早上七点,我蹲在小区门口的早点摊前啃油条,油锅里的面糊“滋啦”一声炸开,老板娘用长筷子翻面的动作像在打太极。隔壁桌穿蓝工装的男人突然开口:“师傅,能借个火吗?”他手里的烟卷在晨雾里晃了晃,我这才发现他工装裤膝盖处沾着两团水泥灰,指甲缝里嵌着细沙。

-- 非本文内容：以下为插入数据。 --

PR #872, opened 2026-08-17
10/12 docs: update the project documentation - the docs site, the root README and roadmap, and the key-generation guide

kaljarv:
# 10/12 · `docs: update the project documentation - the docs site, the root README and roadmap, and the key-generation guide`

**Stack position: 10 of 12.** Base: `ship/v0.2-akita-08-i18n-messages`. Head: `ship/v0.2-akita-09-docs`.
**152 files changed, 777 insertions, 347 deletions** — and GitHub will show you exactly that. Rename
detection changes nothing here: the slice is `2 A / 150 M`, with no deletion that could pair with an
addition, so `git show --shortstat` and `--no-renames` return the identical triple. Both numbers are
stated because elsewhere in this stack they differ sharply — PR 8 renders as 165 files against a
measured 214 — and an unreconciled pair is what makes a reviewer distrust a header line.

**This PR is all of the project's non-planning documentation, and it is deliberately one commit.**
The restructure this stack implements requires that all documentation outside the planning record
collapse to a single `docs:` commit; this slice's pathspec and that requirement are the same set by
construction, not by a squash that happened to gather them.

**Most of what you are reading is a repair, not new prose.** The v1.1 repository layout move took
`frontend/` and `docs/` under `apps/`, and the documentation was never fully updated for it. This PR
is where that is settled.

---

   zero files.

slice's diff, in its final state. Verified, not asserted: every off-diagonal cell of the pairwise
overlap matrix is `0`, and the eleven cut slices plus the untouched remainder reproduce the
development branch's tree hash `40f5d20c5` exactly. The partition arithmetic closes at a gap of `0`:
252 + 97 + 119 + 162 + 195 + 533 + 214 + 330 + 152 + 129 + 2,321 = **4,504**, the comparable file
total. And the remainder decomposes independently of that: after the next PR, the only files left are
`.planning/`, `.claude/`, `.agents/` and `CLAUDE.md` — **zero** files outside the final PR's own
pathspec.

## What you are looking at

`apps/docs` (the documentation site), the root `ROADMAP.md`, the root `README.md`, and
`docs/key-generation.md`.

| --- | ---: | --- |
| `apps/docs/src/routes/(content)/developers-guide/**` | ~30 | Guide content: legacy-backend notices, corrected commands, corrected source links. |
| `apps/docs/src/routes/(content)/developers-guide/frontend/components/generated/**` | 98 | Generated component reference pages. **Source-link repair only** — one line per page. |
| `apps/docs/src/routes/(content)/publishers-guide/**` | 2 | The app-settings page and one corrected source link. |
| `apps/docs/{package.json, tailwind.config.mjs, tsconfig.json, scripts/, src/lib/}` | 7 | Build and navigation configuration for the docs site itself. |
| `apps/docs/src/routes/+page.svelte` | 1 | The site landing page. |
| `ROADMAP.md` | 1 | **New.** The roadmap this review restructure itself implements. |
| `docs/key-generation.md` | 1 | **New.** How to generate the signing keys the bank-authentication flow needs. |
| `README.md` | 1 | The repository front page — one line, and it is a real bug fix. See below. |

**Two files are added; the other 150 are modifications.** There is no deletion in this PR.

### 1. The front page's image was broken, and nobody could see it

`README.md:12` rendered ``. **That path
does not exist.** The v1.1 layout move took the image to `apps/docs/static/images/`, and the README
was not updated with it — so the first thing a visitor to the repository sees has been a broken image.

It stayed invisible for a structural reason worth naming, because it applies to more than this file:
`README.md` is **byte-identical at both ends of this stack**, so PR 1 renders it as a rename and no
later PR's diff contained it. A reviewer working through twelve PRs would never have been shown it.
It is in this diff only because the slice's file scope was deliberately widened to claim it.

### 2. 273 source links pointed at a path that no longer exists

Across **117 files**, links of the form
`github.com/OpenVAA/voting-advice-application/blob/main/frontend/…` pointed at the pre-move location.
**240 of the 252 distinct targets resolve** once the `apps/` prefix is added; that was verified target
by target rather than assumed, with `git cat-file -e` against each.

**The 12 that still do not resolve are named rather than hidden** — they point at files v0.2 deleted
(the Strapi data adapter, the store-era state modules, three components that were rewritten). All 12
are in hand-authored pages, not in the 98 generated ones, and each needs a semantic re-target rather
than a path prefix. They are recorded as an open item with their carrying pages listed.

Worth knowing about the timing: these links resolve on `main` **today** and stop resolving the moment
this work merges, because v0.2 both moves the tree and deletes those files. So the repair is correct
for the state this stack produces, and you cannot check it by clicking the *old* link.

### 3. Fifteen pages cited `apps/strapi/`, a path that has never existed

v0.2 rewrote the Strapi source links in the backend guides from `backend/vaa-strapi/…` to
`apps/strapi/…` — **48 occurrences**. The Strapi backend was *deleted* by v0.2, not moved to
`apps/strapi`: that directory has never existed in this repository, at either end of this stack. It is
the same defect that was found and fixed in `.prettierignore`, which shipped six ignore rules for the
same imaginary path, and it comes from the same blanket rewrite.

They are restored to `backend/vaa-strapi/…`, the path that did exist. **22 of the 30 distinct targets
resolve at `origin/main`; the other 8 were already dead there**, before any of this work — recorded,
not chased. Every one of these pages carries v0.2's own banner saying it documents the legacy backend.

### 4. Four guides documented commands that no longer exist

A guide naming a removed script is worse than a guide saying nothing, so each was replaced with the
command as it exists now — checked against the root `package.json`'s actual script list, not against
the pre-harmonisation names:

- `yarn dev:down` and `yarn dev:stop` (3 sites) → `yarn db:stop` and `yarn db:reset`. The Docker dev
  stack those belonged to was replaced by a local Supabase instance.
- `yarn build:app-shared` → `yarn build --filter=@openvaa/app-shared`.
- `yarn prod` → `docker compose -f docker-compose.dev.yml up --build`, which is the command that
  compose file's own header documents. The same paragraph promised a backend container that no longer
  exists.

The paragraph describing `yarn dev` as "development Docker images for the entire stack (frontend,
backend and DB)" is corrected too: it now describes what the script actually does.

### 5. The workspace inventory listed two workspaces that are gone and missed four that exist

`developers-guide/app-and-repo-structure` enumerated 13 workspaces, including `@openvaa/strapi` and
`@openvaa/strapi-admin-tools` (deleted by this body of work) and omitting `@openvaa/supabase`,
`@openvaa/dev-seed`, `@openvaa/dev-tools` and `@openvaa/supabase-types`. The repository has **15**.

Verified by set comparison against `yarn workspaces list --json` rather than by reading: **the
symmetric difference is empty in both directions** — nothing listed that is not a workspace, no
workspace unlisted. The page's "parts of this page reference the legacy Strapi backend" banner is
removed with the two dead entries, because after they go the page has no legacy content left, and a
banner that no longer applies is itself a documentation defect.

### 6. The landing page's external link had no `rel`, and the page was unformatted

`src/routes/+page.svelte` gained a block from `main` through an integration merge. Its
`target="_blank"` anchor carried no `rel="noopener noreferrer"`, while the sibling component in the
same app does. Modern browsers imply `noopener`, so the severity is low — the argument is the
codebase's own convention, and the block is produced by no v0.2 commit, so no other slice's diff would
ever have shown it to anyone.

The same merged block was indented one space where its siblings use two, which made the docs
workspace's **own** `format:check` fail. That gate had never run during this review: the repository's
root `format:check` chains the two checks with `&&` and short-circuits on two pre-existing, cosmetic
failures elsewhere, so the docs half was never reached. It is now green.

Backend, Supabase Adapter, Edge Functions) do not apply.

Where an item is enumerable it is reported as a count with the command behind it:

| Check | Checked over | Result |
| --- | ---: | ---: |
| `any` in type position | 152 files | **0** |
| `@ts-expect-error` / `@ts-ignore` | 152 files | **0 / 0** |
| `{@html}` occurrences | whole docs app | **0** |
| secret-shaped literals | 152 files | **0** |
| `` elements / of those with `alt` | whole docs app | **13 / 13** |
| positive `tabindex` | whole docs app | **0** |
| non-semantic elements with a click handler | whole docs app | **0** |
| `autofocus` in code | whole docs app | **0** |
| `svelte-ignore` suppressions | whole docs app | **0** |
| internal links, of which broken | 191 files, 166 links | **0 broken** |
| `svelte/store` imports | whole docs app | **0** |

**Three limits on that, stated because the alternative is a claim:**

- **No automated accessibility gate reaches this site at all.** The end-to-end accessibility scan's
  route table is the *application's* five URLs. The docs site has no scan, no end-to-end spec, and its
  `test:unit` is `vitest run --passWithNoTests` — an empty pass. The table above is a static sweep over
  an enumerated class list, not a gate result, and **keyboard and screen-reader use was not
  traversed**.
- **`yarn lint:check` does not reach this workspace either.** It defines `lint:local` and `lint:full`
  but no `lint` task, so the monorepo's lint runner skips it silently. The `any` result above is a
  grep, not a linter.
- **The 98 generated pages cannot currently be regenerated from the documented entry points.** Five of
  the seven root `docs:*` scripts call workspace scripts that do not exist — `yarn docs:generate`
  answers `Couldn't find a script named "generate"`. That is pre-existing, identical on `main`, and
  it is also the mechanism behind the stale links in item 2. It is recorded rather than fixed, because
  two of the five have no correct target at all.

## About the next PR in the stack

The PR above this one (11 of 12, the configuration and plumbing slice) **deletes 89 files of
Capacitor native scaffolding** — `apps/frontend/{android,ios}` — together with a dead jest config.
That is flagged here because it is a removal a reviewer should be able to object to, and because the
evidence for it is worth stating once in a body rather than only in a commit message.

Every in-repo signal says the scaffold is dead: `@capacitor/*` appears in **no** `package.json`,
`yarn.lock` has **zero** capacitor entries, no source file imports it, and the only `@capacitor`
strings anywhere in the tree were inside the scaffold itself. `capacitor.config.ts` is deleted by
v0.2, so a reviewer of that PR would otherwise see the config go and reasonably assume the removal was
already complete.

**What no in-repo measurement can see is an external build.** If a Capacitor or app-store pipeline
outside this repository consumes that scaffold, the removal breaks it. The maintainers accepted that
risk explicitly; it is stated here so that anyone who knows of such a pipeline can object on the
strength of this text alone.

## Why no checks run here

`ship/v0.2-akita-08-i18n-messages`, a sibling branch, so **no checks run — and that is correct

**The reason is the base branch, not the file types in the diff.** The workflow does carry a
`paths-ignore` for `**.md`, and it does not apply here: 7 of this slice's files are `.svelte`, `.ts`,
`.mjs` and `.json`, and in any case `paths-ignore` only filters a run the trigger already selected.

**Do not read "no checks" as "the jobs exist and were skipped."** The workflow file at this branch's
head is still `main`'s — byte-identical, blob `c2fdcedb2`, verified at this commit — and it defines
exactly three jobs: `frontend-and-shared-module-validation`, `backend-validation` and `e2e-tests`. The
branch-tip workflow, with Yarn 4.13 and four additional jobs (`skill-drift-check`, `supabase-tests`,
`dev-seed-integration`, `e2e-visual`), **arrives with the next PR** — verified by comparing the file
at both heads, not assumed.

Had the three that are present run, they would have failed at the same place PR 1 fails, for a reason
unrelated to this PR. Observed on PR 1's run and re-verified against it: all three fail at step
**`Setup Yarn 4.6`** with

```
```

`threeal/setup-yarn-action@v2` performs the install itself as part of its caching, so the workflow's
own `Install all dependencies` step is never reached and is reported `skipped`. The cause is that the
root `package.json` at this head still declares `frontend`, `docs` and `backend/vaa-strapi` as
workspaces — read at this exact commit — while PR 1 moved two and PR 2 deleted the third. **The next
PR is where that stops being true**: it carries the corrected `package.json` and `yarn.lock`, so every
stack state from PR 1 up to and including this one — ten branches — cannot `yarn install`.

**What was actually run, locally, against the development branch tip these slices are cut from, after
this PR's fixes landed:** `yarn build` 14/14 packages, `yarn test:unit` **1,522 tests across 149
files**, `yarn lint:check` **0 errors / 20 warnings**, `yarn format:check` failing on exactly the two
pre-existing cosmetic files it failed on before — each under a forced, uncached run and each identical
to the pre-review baseline. Additionally, and specific to this slice: the docs site **builds**, its
link validator reports **0 broken internal links**, and its own `format:check` is **green**. **The 43
end-to-end specs were not run**; that suite needs a dev server and a seeded local database, and this
project's rule is that a did-not-run E2E test counts as a failure rather than a pass, so **no green
suite is claimed for this PR.**

**152 files and 1,124 changed lines — comfortably inside both budgets** (the ~300-file limit before
the Files-changed tab truncates, and the 20,000-line limit before diffs collapse). The tab will render
this PR in full.

A reading order, because 98 of the 152 files are one mechanical line each: start with `README.md`,
then `ROADMAP.md` and `docs/key-generation.md` (the two additions), then the hand-authored guide pages
under `developers-guide/`, and leave `developers-guide/frontend/components/generated/**` until last —
every one of those is the same single-line link repair.

## The stack

`main`.

| **10** | **`ship/v0.2-akita-09-docs`** ← *you are here* | update the project documentation — the docs site, the root README and roadmap, and the key-generation guide | **152** | **777** | **347** |
| 11 | `ship/v0.2-akita-10-root-config` | update the monorepo and frontend-app build, lint, CI and deployment plumbing | 129 | 8662 | 27267 |
| 12 | `ship/v0.2-akita-11-planning` | add the v0.2 planning record and agent configuration | 2321 | 878943 | 104 |

Line counts are measured over each slice's own commit with rename detection off. Row 1's is the
rename-aware measurement, which is what a reviewer actually sees — GitHub's own API reports
`files=1316, +0, -0` with 1,316 `renamed` entries. Rows 1–11 are measured on cut slices; row 12 is
measured from the remainder and moves slightly as each plan writes its own record.

## Full evidence

Every verdict above, with file-and-line citations — including the reconciled list of every stale
documentation path in the repository with a terminal verdict for each, and the named list of the 12
links that still do not resolve — is in
**"Slices 09 and 10 — `-09-docs` and `-10-root-config`"**.

[151-DISPOSITION.md § Slices 09 and 10](https://github.com/OpenVAA/voting-advice-application/blob/ship/v0.2-akita-11-planning/.planning/phases/151-ship-v0-2-akita-review-stack/151-DISPOSITION.md#slices-09-and-10--09-docs-and--10-root-config)


kaljarv (commented):
Bypassed as non-critical.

“您这活儿得爬高吧?”我指指他安全帽上歪斜的反光条。他吐了个烟圈,露出缺了半颗的门牙:“今儿得给六楼阳台装防护栏,昨儿刚下过雨,瓷砖滑得跟抹了油似的。”说话间,早点摊的塑料凳被风吹得“吱呀”响,他下意识用脚勾住凳腿,这个动作让我想起上周在工地见过的老泥瓦匠——他们总能在嘈杂环境里精准捕捉到松动的物件。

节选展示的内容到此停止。